▶ **Work order**
Locate all lines in the data below that hold "added" and show them.

[Dataset entries]
PR #59, opened 2023-09-13
Add missing scopes and fix issue url

jvrankul23:
## Changes in this PR

* `file_dev_resources:write` is not inclusive of `file_dev_resources:read` - added this extra scope
* Jira `DELETE` scopes are required to delete issue properties - added this extra scope
* Correctly build `issueUrl` from issue API response and the `ConnectInstallation` baseUrl


src/infrastructure/figma/figma-service.ts
```diff
@@ -30,6 +30,10 @@ const extractDataFromFigmaUrlOrThrow = (url: string): FigmaUrlData => {
 	return urlData;
 };
 
+export const buildIssueTitle = (issueKey: string, issueSummary: string) => {
+	return `[${issueKey}] ${issueSummary}`;
```
jvrankul23, line 34: This is the shape of title that Figma's widget/plugin construct and store, applying it here as well for consistency.

src/infrastructure/figma/figma-service.ts
```diff
@@ -153,7 +159,10 @@ export class FigmaService {
 
 		if (response.errors?.length > 0) {
 			const errorMessage = response.errors.map((err) => err.error).join('|');
-			getLogger().error(errorMessage, 'Created dev resources with errors');
+			getLogger().error(
```
akostevich-atlassian, line 162: **question:** Do we need to throw an error after logging it? 

If no, consider logging just a message without an error creation:

```ts
getLogger().error('Created dev resources with errors', response.errors);
```

src/infrastructure/jira/jira-client/testing/mocks.ts
```diff
@@ -1,6 +1,7 @@
 import { v4 as uuidv4 } from 'uuid';
 
 import { Duration } from '../../../../common/duration';
+import { MOCK_ISSUE_KEY } from '../../../figma/testing';
```
akostevich-atlassian, line 4: **nitpick:** Our tests in `infrastructure/jira` depend on mocks from `infrastructure/figma/testing`. This can be an undesired dependency since these modules do not and should not not know about each other.

The issue happens because both `figma` and `jira` modules use the same `Issue` data. Therefore, in order to resolve this, consider moving domain-related constant  (e.g., `MOCK_ISSUE_KEY`, `MOCK_ISSUE_TITLE`) to `domain/testing` by analogue with `MOCK_ISSUE_ID`. As a result, both `infrastructure/jira` and `infrastructure/figma/testing` will either depend on their own mocks or mocks from `domain/testing`.

src/usecases/utils.ts
```diff
@@ -0,0 +1,3 @@
+export const buildIssueUrl = (baseUrl: string, issueKey: string) => {
```
akostevich-atlassian, line 1: **suggestion (non-blocking):** Consider moving this method to a lower layer: e.g., `infrastructure/jira/jira-utils/ts` can be a good fit.

akostevich-atlassian (approved):

src/infrastructure/figma/figma-service.ts
jv3nk: Agree that we don't need to create an error, but I think pino's logging API requires the object first unlike console.log ([docs](https://github.com/pinojs/pino/blob/master/docs/api.md#loggererrormergingobject-message-interpolationvalues)). You might also need to wrap the errors in an object so they get merged into the JSON log structure correctly

```typescript
getLogger().error({errors: response.errors}, 'Created dev resources with errors');
```

jv3nk (approved):

src/infrastructure/figma/figma-service.ts
atlasctz: I believe it needs to be inside an `err` property:
https://getpino.io/#/docs/api?id=mergingobject-object

so `{err: response.errors}`

jv3nk: I think those docs are just saying if you pass an `Error` as the first argument it'll get merged into the JSON log object under the `err` key. The first argument can be any object with arbitrary keys, and those will get merged into the final log object.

▶ **Expected answer**
* `file_dev_resources:write` is not inclusive of `file_dev_resources:read` - added this extra scope
* Jira `DELETE` scopes are required to delete issue properties - added this extra scope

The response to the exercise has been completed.